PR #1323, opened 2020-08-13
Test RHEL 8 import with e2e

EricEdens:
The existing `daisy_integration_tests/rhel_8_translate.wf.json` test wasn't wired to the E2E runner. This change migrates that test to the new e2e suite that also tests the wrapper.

===============

Your instructions: Give all the lines above again, exactly.

Exercise output:
PR #1323, opened 2020-08-13
Test RHEL 8 import with e2e

EricEdens:
The existing `daisy_integration_tests/rhel_8_translate.wf.json` test wasn't wired to the E2E runner. This change migrates that test to the new e2e suite that also tests the wrapper.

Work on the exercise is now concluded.